* Goal of the exercise *
Give back all of the records underneath exactly, with no omissions.

Excerpts from a dataset
========

PR #128, opened 2022-02-15
Add search and save for the remaining tables

### LINKED ISSUE #118: Add remaining tables to the asset search
I asked Garret what tables we need to search, and on what fields.

- [x] `buildings` table
  - search by `fpd_uid` and `building_name`
- [x] `trails`
    - "a trail subsystem will get them close enough to where they need to find what they're looking for" (rough quote)
- [x] `pointsofinterest`
  - similar to buildings, search for name
  - filter on `poi_info_id == poi_info_id_group`
- [x] `picnicgroves`
  - this table has a `fpd_uid`, but we need to double check that's the right field for searching
- [x] `parking_lots`
  - need to get clarification about what fields to search
- [ ] `signage`
  - this will require some filtering because it's a catch all for different types of points (like benches, etc) -- need clarification
  
Here's a link to their quercus diagram for reference: https://drive.google.com/file/d/1rqvbMoNbCuAxBpXKhwUa1WbEsdGQVYoZ/view?usp=sharing

_Originally posted by @smcalilly in https://github.com/fpdcc/ccfp-asset-dashboard/issues/62#issuecomment-1013240850_

smcalilly:
## Overview
Adds search for the remaining tables. Closes #118.

Other changes include:
- DB migration for `LocalAsset` model to accommodate for when the `asset_id` is a charfield instead of an integer. This is required because the `PicnicGroves` fpd_id is a charfield.
- Another DB migration for `LocalAsset` model to allow null and blank `asset_id` fields. This field was meant to save the `fpd_uid` but in testing this PR, I found an edge case where sometimes that field is null.
  - Also had to create a `NullableCharField` in the `BaseLocalAssetSerializer` so we could save this field.
  - The discovery of this edge case led to a discovery of improper 400 error handling when submitting a post request via ajax, so I added better error handling for that.
- Added a popup to the asset geometries in the map.
- For the `ParkingLots` model, changed the table to search the `"acer"."parking_lots_union_mv"` and changed the fields to match that materialized view.

### Notes
This searches all of the tables that we've discussed with Garret. If we need to fine tune the columns we search, it will be as simple as adding the desired columns to @hancush's clever [`Search` subclass](https://github.com/fpdcc/ccfp-asset-dashboard/blob/757805367f3452f8de4ec49be908084011e11e3d/asset_dashboard/models.py#L381) solution. That subclass works in unison with [the `AssetViewSet's `get_queryset` method](https://github.com/fpdcc/ccfp-asset-dashboard/blob/757805367f3452f8de4ec49be908084011e11e3d/asset_dashboard/endpoints.py#L85).

## Testing Instructions
- visit review app: https://ccfp-asset-d-remaining--jg5dia.herokuapp.com/
- login with the `ccfp-asset-dashboard test user` credentials in lastpass
- go to the asset map tool
- search and save these types of assets:
  - Points of Interest
  - Picnic Groves
  - Parking Lots
  - Signage
- you can test the NullableCharField in the `BaseLocalAssetSerializer` by searching those asset types with the text "red". that search should return some assets where that field null. you should be able to save the assets when they have a identifier field.


asset_dashboard/models.py
```diff
@@ -700,39 +700,36 @@ class Meta(GISModel.Meta):
...
 
-
 class ParkingLots(GISModel):
-    """Parking lot polygons, for all public and non-public lots."""
-
     class Meta(GISModel.Meta):
-        db_table = '"quercus"."parking_lots"'
-
-    id = models.AutoField(primary_key=True, db_column='parking_lots_id')
+        db_table = '"acer"."parking_lots_union_mv"'
```
smcalilly, line 705: query this materialized view in the `acer` table instead of the `quercus` table.

asset_dashboard/migrations/0026_auto_20220207_2145.py
```diff
@@ -0,0 +1,18 @@
...
+
+    dependencies = [
+        ('asset_dashboard', '0025_auto_20220126_1731'),
+    ]
+
+    operations = [
+        migrations.AlterField(
+            model_name='localasset',
+            name='asset_id',
+            field=models.CharField(max_length=1000000),
```
fgregg, line 16: if the charfield is that long, we should use a textfield

asset_dashboard/migrations/0027_auto_20220215_1707.py
```diff
@@ -0,0 +1,18 @@
...
+
+    dependencies = [
+        ('asset_dashboard', '0026_auto_20220207_2145'),
+    ]
+
+    operations = [
+        migrations.AlterField(
+            model_name='localasset',
+            name='asset_id',
+            field=models.CharField(blank=True, max_length=1000000, null=True),
```
fgregg, line 16: ditto on textfield

asset_dashboard/models.py
```diff
@@ -259,7 +259,7 @@ class LocalAsset(models.Model):
 
     geom = models.GeometryField(srid=3435)
 
-    asset_id = models.IntegerField()
+    asset_id = models.CharField(max_length=1000000, null=True, blank=True)
```
fgregg, line 262: text field

asset_dashboard/models.py
```diff
@@ -700,39 +700,36 @@ class Meta(GISModel.Meta):
     remarks = models.TextField()
     photos = models.TextField()
 
-
 class ParkingLots(GISModel):
-    """Parking lot polygons, for all public and non-public lots."""
```
fgregg, line 705: why did we lose this doc string?

fgregg (changes requested):
looks good!

asset_dashboard/models.py
smcalilly: oops! added back here: 2363933

asset_dashboard/models.py
smcalilly: changed here: b1f7117

smcalilly:
@fgregg this is ready for re-review. you can test the review app at this new instance: https://ccfp-asset-d-remaining--jg5dia.herokuapp.com/

fgregg (approved):
looks good @smcalilly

========

* Exercise response *
PR #128, opened 2022-02-15
Add search and save for the remaining tables

### LINKED ISSUE #118: Add remaining tables to the asset search
I asked Garret what tables we need to search, and on what fields.

- [x] `buildings` table
  - search by `fpd_uid` and `building_name`
- [x] `trails`
    - "a trail subsystem will get them close enough to where they need to find what they're looking for" (rough quote)
- [x] `pointsofinterest`
  - similar to buildings, search for name
  - filter on `poi_info_id == poi_info_id_group`
- [x] `picnicgroves`
  - this table has a `fpd_uid`, but we need to double check that's the right field for searching
- [x] `parking_lots`
  - need to get clarification about what fields to search
- [ ] `signage`
  - this will require some filtering because it's a catch all for different types of points (like benches, etc) -- need clarification
  
Here's a link to their quercus diagram for reference: https://drive.google.com/file/d/1rqvbMoNbCuAxBpXKhwUa1WbEsdGQVYoZ/view?usp=sharing

_Originally posted by @smcalilly in https://github.com/fpdcc/ccfp-asset-dashboard/issues/62#issuecomment-1013240850_

smcalilly:
## Overview
Adds search for the remaining tables. Closes #118.

Other changes include:
- DB migration for `LocalAsset` model to accommodate for when the `asset_id` is a charfield instead of an integer. This is required because the `PicnicGroves` fpd_id is a charfield.
- Another DB migration for `LocalAsset` model to allow null and blank `asset_id` fields. This field was meant to save the `fpd_uid` but in testing this PR, I found an edge case where sometimes that field is null.
  - Also had to create a `NullableCharField` in the `BaseLocalAssetSerializer` so we could save this field.
  - The discovery of this edge case led to a discovery of improper 400 error handling when submitting a post request via ajax, so I added better error handling for that.
- Added a popup to the asset geometries in the map.
- For the `ParkingLots` model, changed the table to search the `"acer"."parking_lots_union_mv"` and changed the fields to match that materialized view.

### Notes
This searches all of the tables that we've discussed with Garret. If we need to fine tune the columns we search, it will be as simple as adding the desired columns to @hancush's clever [`Search` subclass](https://github.com/fpdcc/ccfp-asset-dashboard/blob/757805367f3452f8de4ec49be908084011e11e3d/asset_dashboard/models.py#L381) solution. That subclass works in unison with [the `AssetViewSet's `get_queryset` method](https://github.com/fpdcc/ccfp-asset-dashboard/blob/757805367f3452f8de4ec49be908084011e11e3d/asset_dashboard/endpoints.py#L85).

## Testing Instructions
- visit review app: https://ccfp-asset-d-remaining--jg5dia.herokuapp.com/
- login with the `ccfp-asset-dashboard test user` credentials in lastpass
- go to the asset map tool
- search and save these types of assets:
  - Points of Interest
  - Picnic Groves
  - Parking Lots
  - Signage
- you can test the NullableCharField in the `BaseLocalAssetSerializer` by searching those asset types with the text "red". that search should return some assets where that field null. you should be able to save the assets when they have a identifier field.


asset_dashboard/models.py
```diff
@@ -700,39 +700,36 @@ class Meta(GISModel.Meta):
...
 
-
 class ParkingLots(GISModel):
-    """Parking lot polygons, for all public and non-public lots."""
-
     class Meta(GISModel.Meta):
-        db_table = '"quercus"."parking_lots"'
-
-    id = models.AutoField(primary_key=True, db_column='parking_lots_id')
+        db_table = '"acer"."parking_lots_union_mv"'
```
smcalilly, line 705: query this materialized view in the `acer` table instead of the `quercus` table.

asset_dashboard/migrations/0026_auto_20220207_2145.py
```diff
@@ -0,0 +1,18 @@
...
+
+    dependencies = [
+        ('asset_dashboard', '0025_auto_20220126_1731'),
+    ]
+
+    operations = [
+        migrations.AlterField(
+            model_name='localasset',
+            name='asset_id',
+            field=models.CharField(max_length=1000000),
```
fgregg, line 16: if the charfield is that long, we should use a textfield

asset_dashboard/migrations/0027_auto_20220215_1707.py
```diff
@@ -0,0 +1,18 @@
...
+
+    dependencies = [
+        ('asset_dashboard', '0026_auto_20220207_2145'),
+    ]
+
+    operations = [
+        migrations.AlterField(
+            model_name='localasset',
+            name='asset_id',
+            field=models.CharField(blank=True, max_length=1000000, null=True),
```
fgregg, line 16: ditto on textfield

asset_dashboard/models.py
```diff
@@ -259,7 +259,7 @@ class LocalAsset(models.Model):
 
     geom = models.GeometryField(srid=3435)
 
-    asset_id = models.IntegerField()
+    asset_id = models.CharField(max_length=1000000, null=True, blank=True)
```
fgregg, line 262: text field

asset_dashboard/models.py
```diff
@@ -700,39 +700,36 @@ class Meta(GISModel.Meta):
     remarks = models.TextField()
     photos = models.TextField()
 
-
 class ParkingLots(GISModel):
-    """Parking lot polygons, for all public and non-public lots."""
```
fgregg, line 705: why did we lose this doc string?

fgregg (changes requested):
looks good!

asset_dashboard/models.py
smcalilly: oops! added back here: 2363933

asset_dashboard/models.py
smcalilly: changed here: b1f7117

smcalilly:
@fgregg this is ready for re-review. you can test the review app at this new instance: https://ccfp-asset-d-remaining--jg5dia.herokuapp.com/

fgregg (approved):
looks good @smcalilly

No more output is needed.